*Data for this exercise*.
□ □ □ □

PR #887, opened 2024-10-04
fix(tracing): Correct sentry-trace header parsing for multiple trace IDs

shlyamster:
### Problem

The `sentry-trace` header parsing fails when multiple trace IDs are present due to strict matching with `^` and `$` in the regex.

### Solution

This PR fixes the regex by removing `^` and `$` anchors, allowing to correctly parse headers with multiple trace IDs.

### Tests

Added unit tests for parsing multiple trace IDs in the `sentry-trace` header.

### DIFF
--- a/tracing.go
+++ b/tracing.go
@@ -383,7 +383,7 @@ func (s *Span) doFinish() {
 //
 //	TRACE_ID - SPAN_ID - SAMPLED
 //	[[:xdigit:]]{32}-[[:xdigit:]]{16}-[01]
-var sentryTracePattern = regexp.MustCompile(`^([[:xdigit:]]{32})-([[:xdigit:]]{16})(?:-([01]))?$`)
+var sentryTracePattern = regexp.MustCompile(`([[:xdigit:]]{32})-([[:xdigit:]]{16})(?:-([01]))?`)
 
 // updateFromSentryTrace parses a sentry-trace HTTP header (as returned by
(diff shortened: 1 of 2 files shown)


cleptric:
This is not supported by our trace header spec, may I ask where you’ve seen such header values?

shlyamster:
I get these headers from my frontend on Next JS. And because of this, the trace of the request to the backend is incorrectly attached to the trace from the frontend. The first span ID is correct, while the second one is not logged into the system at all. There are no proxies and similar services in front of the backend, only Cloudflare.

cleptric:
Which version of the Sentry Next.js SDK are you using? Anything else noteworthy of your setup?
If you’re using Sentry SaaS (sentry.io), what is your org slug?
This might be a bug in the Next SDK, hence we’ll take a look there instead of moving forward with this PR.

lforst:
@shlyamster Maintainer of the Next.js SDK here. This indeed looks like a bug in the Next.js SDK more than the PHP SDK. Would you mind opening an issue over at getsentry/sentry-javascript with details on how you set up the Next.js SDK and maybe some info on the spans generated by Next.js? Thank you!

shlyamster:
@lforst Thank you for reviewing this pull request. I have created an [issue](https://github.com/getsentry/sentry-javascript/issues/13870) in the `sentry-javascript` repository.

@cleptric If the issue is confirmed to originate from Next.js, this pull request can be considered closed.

□ □ □ □

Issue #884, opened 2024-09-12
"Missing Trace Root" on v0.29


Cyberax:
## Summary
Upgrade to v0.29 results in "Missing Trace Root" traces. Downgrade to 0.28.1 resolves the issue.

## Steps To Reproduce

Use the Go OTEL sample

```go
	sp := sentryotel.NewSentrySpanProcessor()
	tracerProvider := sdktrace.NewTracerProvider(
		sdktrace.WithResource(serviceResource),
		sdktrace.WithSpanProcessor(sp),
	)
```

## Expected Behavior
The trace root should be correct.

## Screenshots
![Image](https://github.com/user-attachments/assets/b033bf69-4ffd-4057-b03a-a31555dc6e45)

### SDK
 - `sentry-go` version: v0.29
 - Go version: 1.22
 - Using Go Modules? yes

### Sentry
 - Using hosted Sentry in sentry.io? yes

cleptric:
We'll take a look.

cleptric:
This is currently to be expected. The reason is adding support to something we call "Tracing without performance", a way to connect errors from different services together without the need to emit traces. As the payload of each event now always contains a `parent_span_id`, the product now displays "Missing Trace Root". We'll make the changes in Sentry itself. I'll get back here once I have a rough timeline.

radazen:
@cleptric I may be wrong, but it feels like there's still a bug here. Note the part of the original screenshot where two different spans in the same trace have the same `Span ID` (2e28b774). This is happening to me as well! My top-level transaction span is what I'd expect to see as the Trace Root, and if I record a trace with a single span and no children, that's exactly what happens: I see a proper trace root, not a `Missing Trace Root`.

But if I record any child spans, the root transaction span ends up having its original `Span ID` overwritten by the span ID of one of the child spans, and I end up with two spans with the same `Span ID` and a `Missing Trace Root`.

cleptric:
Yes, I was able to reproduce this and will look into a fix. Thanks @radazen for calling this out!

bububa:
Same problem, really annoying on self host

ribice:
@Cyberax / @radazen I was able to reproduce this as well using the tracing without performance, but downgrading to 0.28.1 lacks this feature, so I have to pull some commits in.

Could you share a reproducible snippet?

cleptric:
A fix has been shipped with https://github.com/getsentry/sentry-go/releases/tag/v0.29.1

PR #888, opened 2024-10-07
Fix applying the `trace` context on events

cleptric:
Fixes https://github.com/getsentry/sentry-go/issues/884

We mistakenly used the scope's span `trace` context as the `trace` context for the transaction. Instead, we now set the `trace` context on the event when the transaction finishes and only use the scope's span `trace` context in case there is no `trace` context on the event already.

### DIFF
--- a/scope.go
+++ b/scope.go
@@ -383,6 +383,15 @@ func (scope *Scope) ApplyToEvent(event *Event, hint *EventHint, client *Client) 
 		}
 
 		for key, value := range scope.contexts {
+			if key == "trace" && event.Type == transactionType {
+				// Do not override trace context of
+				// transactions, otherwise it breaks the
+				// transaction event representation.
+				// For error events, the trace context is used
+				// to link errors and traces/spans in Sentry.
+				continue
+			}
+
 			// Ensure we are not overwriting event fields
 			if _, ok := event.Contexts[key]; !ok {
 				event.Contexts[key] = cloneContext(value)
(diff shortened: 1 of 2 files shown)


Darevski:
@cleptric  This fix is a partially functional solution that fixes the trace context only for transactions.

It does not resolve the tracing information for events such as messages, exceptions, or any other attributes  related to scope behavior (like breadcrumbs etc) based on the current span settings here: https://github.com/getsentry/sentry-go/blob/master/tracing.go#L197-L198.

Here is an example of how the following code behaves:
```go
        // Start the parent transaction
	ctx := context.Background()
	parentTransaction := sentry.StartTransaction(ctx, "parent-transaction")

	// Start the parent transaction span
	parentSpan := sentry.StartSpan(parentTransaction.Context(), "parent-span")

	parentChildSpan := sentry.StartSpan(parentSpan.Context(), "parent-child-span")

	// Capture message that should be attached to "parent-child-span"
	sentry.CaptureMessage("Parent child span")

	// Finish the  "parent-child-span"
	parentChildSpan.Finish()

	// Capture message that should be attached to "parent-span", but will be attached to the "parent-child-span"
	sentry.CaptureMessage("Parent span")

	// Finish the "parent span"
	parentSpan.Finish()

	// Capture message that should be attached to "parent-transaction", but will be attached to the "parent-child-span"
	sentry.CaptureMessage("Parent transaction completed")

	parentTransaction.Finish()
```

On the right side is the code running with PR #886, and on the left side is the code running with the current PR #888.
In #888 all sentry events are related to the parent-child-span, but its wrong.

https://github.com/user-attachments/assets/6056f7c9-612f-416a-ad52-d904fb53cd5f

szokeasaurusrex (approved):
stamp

□ □ □ □

*What this task involves*. Return a word-for-word copy of the lines above from the one holding "A fix has been" through the one holding "Fixes https://github.com/getsentry/sentry-go/issues/884", with both of them included and nothing besides.

*Exercise response*.
A fix has been shipped with https://github.com/getsentry/sentry-go/releases/tag/v0.29.1

PR #888, opened 2024-10-07
Fix applying the `trace` context on events

cleptric:
Fixes https://github.com/getsentry/sentry-go/issues/884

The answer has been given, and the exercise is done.